DATA PROVIDED:
^^^^^^^^^^^^^^^^

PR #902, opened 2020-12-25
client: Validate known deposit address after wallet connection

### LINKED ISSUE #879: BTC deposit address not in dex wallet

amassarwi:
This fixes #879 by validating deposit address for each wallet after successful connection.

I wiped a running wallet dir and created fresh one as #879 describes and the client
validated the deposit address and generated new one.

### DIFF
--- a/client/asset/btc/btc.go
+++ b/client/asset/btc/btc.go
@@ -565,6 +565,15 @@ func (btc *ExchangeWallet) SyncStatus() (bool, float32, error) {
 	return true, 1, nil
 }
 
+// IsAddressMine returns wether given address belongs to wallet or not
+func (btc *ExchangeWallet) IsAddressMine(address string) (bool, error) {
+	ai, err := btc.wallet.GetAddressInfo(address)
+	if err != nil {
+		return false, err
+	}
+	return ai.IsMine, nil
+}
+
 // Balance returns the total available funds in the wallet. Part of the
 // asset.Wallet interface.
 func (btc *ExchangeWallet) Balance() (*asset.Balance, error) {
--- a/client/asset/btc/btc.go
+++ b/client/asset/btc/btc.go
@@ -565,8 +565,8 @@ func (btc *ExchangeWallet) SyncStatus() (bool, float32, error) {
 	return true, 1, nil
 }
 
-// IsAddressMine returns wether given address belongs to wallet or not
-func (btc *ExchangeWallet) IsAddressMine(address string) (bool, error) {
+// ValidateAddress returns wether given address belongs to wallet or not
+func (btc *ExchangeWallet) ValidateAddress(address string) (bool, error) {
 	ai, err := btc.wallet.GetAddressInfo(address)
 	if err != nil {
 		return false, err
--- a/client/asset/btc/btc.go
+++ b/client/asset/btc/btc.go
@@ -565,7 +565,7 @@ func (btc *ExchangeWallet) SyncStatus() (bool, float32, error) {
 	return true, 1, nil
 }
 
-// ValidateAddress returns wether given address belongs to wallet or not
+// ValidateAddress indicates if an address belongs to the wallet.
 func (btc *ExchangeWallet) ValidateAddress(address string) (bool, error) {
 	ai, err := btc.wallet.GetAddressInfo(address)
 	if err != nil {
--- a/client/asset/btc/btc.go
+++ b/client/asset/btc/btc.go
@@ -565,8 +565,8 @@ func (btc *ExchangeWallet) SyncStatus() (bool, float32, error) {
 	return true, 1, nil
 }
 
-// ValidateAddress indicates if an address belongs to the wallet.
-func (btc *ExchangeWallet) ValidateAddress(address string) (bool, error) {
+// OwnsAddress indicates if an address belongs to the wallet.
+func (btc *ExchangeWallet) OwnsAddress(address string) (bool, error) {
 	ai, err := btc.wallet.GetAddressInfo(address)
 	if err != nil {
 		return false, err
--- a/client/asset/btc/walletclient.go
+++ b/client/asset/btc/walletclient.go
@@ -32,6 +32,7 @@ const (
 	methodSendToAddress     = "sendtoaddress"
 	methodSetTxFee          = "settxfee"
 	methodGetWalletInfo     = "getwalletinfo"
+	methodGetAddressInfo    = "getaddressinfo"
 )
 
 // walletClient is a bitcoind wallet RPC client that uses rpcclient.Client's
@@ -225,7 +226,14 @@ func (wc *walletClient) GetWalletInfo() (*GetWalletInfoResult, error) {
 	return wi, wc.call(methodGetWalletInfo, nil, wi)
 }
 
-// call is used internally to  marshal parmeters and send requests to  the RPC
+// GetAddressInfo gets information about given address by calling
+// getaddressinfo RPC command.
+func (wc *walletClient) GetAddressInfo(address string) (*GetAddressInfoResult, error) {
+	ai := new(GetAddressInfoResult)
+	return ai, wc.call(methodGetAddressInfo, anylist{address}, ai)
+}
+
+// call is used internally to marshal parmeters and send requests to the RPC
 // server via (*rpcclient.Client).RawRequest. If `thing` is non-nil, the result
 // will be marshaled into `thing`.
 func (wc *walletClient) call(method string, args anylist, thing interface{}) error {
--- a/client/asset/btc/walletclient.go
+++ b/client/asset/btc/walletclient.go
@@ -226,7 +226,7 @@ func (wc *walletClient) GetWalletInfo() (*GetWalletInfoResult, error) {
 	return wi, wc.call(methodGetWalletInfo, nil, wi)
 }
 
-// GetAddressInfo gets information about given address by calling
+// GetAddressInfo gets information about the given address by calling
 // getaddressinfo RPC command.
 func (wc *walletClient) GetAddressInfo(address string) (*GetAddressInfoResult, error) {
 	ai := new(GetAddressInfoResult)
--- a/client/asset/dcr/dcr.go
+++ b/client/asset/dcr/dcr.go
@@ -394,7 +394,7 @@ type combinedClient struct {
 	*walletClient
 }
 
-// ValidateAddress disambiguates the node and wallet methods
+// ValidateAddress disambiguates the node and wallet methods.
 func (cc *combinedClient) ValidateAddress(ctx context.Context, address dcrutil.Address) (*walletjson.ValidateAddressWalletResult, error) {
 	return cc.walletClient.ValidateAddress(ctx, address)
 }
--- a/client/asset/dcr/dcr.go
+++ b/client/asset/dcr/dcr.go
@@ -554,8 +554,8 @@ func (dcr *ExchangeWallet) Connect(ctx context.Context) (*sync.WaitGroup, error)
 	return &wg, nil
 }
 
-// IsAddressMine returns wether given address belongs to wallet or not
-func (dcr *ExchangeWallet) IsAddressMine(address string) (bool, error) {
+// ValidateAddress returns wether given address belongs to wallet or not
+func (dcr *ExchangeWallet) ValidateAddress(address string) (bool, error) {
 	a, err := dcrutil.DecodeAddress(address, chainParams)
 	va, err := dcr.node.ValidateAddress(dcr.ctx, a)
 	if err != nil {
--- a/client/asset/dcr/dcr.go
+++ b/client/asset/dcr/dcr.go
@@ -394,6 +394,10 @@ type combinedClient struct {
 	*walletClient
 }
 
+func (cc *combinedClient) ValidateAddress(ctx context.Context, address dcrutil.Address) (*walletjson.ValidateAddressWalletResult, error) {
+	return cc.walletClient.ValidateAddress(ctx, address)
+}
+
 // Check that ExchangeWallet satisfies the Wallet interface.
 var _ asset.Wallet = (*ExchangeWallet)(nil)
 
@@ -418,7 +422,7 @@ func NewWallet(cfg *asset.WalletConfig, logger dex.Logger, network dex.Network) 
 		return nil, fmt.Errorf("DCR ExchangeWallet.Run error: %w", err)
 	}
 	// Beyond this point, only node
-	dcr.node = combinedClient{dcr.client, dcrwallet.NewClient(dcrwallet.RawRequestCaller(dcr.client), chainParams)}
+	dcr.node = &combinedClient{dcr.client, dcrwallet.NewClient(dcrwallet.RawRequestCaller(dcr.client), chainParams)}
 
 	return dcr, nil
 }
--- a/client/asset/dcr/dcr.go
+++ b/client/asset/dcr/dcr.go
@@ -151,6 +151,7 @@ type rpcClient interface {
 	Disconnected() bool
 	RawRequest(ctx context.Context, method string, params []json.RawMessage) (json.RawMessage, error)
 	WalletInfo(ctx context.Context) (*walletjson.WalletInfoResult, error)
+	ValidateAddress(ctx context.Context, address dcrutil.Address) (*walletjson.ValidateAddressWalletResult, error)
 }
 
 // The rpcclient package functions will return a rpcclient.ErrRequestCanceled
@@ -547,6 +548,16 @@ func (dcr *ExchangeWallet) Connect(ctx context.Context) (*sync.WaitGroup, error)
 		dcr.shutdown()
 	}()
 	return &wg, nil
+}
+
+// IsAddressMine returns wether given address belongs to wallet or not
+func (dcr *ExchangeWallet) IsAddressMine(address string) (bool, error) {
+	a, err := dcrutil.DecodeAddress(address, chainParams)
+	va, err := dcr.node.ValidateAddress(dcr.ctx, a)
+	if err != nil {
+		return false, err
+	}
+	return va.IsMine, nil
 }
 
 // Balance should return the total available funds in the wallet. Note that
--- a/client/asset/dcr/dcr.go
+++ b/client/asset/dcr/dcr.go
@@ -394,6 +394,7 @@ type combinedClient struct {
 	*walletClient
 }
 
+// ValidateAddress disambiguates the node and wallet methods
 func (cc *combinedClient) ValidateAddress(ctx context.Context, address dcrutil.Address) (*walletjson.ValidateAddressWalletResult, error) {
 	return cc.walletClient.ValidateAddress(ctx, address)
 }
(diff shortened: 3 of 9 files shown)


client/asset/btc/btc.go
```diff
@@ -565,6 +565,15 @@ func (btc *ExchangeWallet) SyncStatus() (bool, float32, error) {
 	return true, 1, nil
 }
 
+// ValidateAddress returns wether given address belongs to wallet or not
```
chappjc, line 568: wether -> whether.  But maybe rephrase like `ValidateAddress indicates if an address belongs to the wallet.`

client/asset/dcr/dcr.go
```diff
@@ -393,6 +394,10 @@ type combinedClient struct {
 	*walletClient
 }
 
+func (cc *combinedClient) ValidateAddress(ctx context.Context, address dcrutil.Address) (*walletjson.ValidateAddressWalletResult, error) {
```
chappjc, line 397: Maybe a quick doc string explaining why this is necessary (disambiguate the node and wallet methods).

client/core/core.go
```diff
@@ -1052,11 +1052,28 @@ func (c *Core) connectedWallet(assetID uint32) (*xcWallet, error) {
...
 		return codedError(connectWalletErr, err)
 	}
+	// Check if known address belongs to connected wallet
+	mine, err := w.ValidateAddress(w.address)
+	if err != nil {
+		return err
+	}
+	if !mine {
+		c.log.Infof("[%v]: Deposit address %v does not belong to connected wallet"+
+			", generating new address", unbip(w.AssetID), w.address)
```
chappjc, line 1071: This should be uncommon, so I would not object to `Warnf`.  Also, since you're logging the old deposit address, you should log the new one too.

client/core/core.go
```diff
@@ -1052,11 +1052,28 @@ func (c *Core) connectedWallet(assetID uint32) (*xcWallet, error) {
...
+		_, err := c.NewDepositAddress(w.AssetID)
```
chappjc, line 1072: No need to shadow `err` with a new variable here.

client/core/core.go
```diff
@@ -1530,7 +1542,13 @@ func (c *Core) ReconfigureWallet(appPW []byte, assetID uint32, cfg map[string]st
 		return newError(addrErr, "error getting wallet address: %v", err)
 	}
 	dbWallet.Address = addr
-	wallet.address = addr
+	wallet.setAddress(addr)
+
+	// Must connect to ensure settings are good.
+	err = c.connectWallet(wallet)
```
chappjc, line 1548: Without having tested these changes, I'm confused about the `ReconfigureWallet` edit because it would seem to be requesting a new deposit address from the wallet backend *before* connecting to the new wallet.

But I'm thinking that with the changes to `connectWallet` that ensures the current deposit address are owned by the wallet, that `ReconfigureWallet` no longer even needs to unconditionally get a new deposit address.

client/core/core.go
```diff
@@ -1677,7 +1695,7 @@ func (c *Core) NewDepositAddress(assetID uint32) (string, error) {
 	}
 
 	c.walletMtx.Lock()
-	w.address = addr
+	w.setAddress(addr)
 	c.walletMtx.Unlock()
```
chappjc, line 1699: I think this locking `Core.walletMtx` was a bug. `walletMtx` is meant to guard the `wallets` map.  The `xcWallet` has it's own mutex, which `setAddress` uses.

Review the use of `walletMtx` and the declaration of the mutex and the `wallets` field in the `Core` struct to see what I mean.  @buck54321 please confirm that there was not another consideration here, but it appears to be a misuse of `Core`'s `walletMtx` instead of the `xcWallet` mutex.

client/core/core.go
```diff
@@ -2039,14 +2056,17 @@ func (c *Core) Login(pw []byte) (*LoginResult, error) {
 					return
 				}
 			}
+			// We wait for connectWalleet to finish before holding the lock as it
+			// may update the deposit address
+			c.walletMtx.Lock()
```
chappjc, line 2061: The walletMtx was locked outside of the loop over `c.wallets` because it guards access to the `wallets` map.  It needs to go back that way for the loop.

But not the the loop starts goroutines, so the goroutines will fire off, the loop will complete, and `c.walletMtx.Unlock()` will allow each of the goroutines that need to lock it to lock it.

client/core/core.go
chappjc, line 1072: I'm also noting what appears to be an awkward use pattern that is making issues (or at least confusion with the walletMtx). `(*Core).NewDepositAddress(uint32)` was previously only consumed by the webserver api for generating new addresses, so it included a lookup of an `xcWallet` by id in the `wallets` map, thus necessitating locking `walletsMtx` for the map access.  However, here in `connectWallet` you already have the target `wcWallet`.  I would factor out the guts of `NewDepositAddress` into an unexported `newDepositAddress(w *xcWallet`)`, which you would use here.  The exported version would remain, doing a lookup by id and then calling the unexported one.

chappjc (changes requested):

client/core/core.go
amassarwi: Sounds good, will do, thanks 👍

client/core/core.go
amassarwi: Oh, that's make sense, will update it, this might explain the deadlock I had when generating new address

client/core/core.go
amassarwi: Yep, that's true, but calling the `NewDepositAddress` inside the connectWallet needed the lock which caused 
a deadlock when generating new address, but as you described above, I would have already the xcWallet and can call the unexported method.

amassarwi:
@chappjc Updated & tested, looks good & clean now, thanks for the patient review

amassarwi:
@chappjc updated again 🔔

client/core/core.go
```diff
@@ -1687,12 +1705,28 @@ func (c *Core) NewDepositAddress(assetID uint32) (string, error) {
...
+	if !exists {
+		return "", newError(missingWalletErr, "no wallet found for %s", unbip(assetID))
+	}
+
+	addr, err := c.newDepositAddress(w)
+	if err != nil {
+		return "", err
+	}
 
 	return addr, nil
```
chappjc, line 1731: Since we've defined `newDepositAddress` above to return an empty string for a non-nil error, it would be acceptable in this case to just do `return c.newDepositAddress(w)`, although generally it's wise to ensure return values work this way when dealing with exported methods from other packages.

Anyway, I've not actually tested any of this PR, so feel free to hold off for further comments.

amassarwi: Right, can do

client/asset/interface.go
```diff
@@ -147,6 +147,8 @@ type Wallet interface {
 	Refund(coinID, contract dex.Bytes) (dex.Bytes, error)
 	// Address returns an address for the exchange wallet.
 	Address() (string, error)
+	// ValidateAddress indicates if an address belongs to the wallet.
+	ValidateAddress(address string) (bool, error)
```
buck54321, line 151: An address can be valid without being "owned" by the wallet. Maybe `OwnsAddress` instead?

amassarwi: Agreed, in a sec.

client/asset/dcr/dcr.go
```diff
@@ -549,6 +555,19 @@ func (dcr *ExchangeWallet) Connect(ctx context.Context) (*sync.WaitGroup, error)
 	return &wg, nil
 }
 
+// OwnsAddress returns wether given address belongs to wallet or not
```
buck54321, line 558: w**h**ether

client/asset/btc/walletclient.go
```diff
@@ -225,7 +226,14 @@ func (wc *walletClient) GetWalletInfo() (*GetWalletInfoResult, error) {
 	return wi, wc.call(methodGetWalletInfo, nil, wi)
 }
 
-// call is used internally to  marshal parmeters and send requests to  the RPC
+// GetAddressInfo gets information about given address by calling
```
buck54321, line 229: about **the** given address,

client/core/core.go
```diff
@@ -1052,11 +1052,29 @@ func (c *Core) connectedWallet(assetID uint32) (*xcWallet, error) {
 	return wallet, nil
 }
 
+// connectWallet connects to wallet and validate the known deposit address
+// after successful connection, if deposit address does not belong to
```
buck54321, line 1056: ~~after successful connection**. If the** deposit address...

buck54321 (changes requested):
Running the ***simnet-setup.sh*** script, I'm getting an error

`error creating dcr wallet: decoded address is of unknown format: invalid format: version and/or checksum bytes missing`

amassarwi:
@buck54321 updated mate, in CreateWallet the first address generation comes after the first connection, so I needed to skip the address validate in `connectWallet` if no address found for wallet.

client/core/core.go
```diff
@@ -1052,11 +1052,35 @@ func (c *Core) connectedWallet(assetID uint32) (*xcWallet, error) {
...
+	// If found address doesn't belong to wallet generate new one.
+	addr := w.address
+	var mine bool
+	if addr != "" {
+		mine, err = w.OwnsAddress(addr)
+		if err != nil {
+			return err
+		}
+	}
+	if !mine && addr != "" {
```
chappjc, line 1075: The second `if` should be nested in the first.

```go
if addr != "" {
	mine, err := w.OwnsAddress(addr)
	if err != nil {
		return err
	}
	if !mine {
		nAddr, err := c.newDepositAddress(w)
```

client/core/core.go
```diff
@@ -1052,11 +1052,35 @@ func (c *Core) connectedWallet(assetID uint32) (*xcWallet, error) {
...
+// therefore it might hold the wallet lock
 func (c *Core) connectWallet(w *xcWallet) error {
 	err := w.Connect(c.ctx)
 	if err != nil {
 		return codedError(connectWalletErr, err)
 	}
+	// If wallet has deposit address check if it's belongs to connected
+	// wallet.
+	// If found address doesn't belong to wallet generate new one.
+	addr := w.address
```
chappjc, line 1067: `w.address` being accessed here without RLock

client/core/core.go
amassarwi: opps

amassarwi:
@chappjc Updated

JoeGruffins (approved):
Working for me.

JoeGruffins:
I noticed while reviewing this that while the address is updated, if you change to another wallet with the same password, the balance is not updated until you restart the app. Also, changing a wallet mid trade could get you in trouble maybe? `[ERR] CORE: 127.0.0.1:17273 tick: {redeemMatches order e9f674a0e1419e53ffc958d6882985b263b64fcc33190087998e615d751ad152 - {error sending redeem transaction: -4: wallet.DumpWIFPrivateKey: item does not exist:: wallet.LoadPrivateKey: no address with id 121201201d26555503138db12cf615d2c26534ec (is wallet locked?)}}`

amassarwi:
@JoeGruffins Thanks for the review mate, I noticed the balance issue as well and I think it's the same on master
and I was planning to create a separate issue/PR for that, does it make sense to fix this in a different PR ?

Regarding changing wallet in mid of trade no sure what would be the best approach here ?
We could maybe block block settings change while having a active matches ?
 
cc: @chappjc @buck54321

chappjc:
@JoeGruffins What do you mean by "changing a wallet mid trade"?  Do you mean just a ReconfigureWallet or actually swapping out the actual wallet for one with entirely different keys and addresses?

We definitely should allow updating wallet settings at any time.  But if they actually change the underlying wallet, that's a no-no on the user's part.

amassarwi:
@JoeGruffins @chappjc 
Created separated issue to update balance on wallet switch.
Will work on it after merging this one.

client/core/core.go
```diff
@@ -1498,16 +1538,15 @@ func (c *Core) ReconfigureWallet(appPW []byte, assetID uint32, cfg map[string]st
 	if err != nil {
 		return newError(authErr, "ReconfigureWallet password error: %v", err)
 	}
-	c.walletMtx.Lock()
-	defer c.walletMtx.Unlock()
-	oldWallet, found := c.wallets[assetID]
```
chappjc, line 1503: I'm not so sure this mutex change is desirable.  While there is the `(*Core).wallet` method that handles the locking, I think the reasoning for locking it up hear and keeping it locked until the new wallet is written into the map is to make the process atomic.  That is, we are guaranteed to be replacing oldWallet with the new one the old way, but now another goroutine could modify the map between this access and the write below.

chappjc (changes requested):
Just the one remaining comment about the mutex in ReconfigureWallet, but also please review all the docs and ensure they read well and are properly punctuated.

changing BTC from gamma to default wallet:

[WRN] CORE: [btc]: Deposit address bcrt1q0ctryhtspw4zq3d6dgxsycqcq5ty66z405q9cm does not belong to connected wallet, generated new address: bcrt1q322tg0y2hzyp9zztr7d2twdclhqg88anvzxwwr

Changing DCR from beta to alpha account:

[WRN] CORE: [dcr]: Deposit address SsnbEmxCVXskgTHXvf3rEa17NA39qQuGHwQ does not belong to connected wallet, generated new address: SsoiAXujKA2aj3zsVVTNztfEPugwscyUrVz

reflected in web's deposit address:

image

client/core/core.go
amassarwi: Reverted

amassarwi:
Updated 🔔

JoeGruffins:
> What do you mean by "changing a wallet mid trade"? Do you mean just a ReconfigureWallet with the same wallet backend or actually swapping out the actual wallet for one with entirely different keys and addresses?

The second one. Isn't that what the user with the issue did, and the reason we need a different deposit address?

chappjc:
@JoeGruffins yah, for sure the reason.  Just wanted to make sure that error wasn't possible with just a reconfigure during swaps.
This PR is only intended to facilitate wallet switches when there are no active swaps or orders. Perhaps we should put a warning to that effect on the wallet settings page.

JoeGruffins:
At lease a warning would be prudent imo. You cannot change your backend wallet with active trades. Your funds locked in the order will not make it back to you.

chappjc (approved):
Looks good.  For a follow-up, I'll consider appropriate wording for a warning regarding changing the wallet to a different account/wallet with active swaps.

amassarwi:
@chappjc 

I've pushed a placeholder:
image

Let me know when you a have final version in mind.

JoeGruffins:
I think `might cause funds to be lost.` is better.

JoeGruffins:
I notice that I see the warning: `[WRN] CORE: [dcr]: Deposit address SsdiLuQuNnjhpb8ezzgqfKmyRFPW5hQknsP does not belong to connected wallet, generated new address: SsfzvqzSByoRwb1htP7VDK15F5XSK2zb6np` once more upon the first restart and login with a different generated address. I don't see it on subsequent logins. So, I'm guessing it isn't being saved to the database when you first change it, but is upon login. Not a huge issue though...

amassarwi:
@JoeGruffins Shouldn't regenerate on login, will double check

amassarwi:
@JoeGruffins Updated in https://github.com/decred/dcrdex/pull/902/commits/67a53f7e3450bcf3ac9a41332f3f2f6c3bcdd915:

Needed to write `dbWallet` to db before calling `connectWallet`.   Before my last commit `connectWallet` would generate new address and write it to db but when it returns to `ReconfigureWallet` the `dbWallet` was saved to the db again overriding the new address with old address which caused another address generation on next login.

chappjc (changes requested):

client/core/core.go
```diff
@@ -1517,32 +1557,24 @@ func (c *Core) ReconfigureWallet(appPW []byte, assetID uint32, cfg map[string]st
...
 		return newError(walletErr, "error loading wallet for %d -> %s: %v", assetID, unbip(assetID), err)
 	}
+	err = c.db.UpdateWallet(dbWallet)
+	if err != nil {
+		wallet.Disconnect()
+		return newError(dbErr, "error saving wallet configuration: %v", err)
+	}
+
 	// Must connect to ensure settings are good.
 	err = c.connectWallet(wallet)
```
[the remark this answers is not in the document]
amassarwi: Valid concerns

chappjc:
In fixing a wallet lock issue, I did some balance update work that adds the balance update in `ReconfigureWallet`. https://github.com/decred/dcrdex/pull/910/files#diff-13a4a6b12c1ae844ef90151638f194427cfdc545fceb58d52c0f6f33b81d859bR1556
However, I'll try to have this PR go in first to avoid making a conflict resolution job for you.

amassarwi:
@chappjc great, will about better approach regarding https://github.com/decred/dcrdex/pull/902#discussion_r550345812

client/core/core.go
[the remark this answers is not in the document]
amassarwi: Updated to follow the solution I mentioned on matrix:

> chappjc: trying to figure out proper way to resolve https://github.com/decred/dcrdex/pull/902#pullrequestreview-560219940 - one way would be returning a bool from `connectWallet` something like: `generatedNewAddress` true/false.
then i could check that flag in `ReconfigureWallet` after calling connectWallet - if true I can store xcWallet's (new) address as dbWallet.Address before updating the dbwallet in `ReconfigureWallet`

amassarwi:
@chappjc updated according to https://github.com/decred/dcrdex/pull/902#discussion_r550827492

^^^^^^^^^^^^^^^^

EXERCISE:
Make a tally of the lines in this material that hold the string "better", then give that number without any other words.

RESPONSE:
2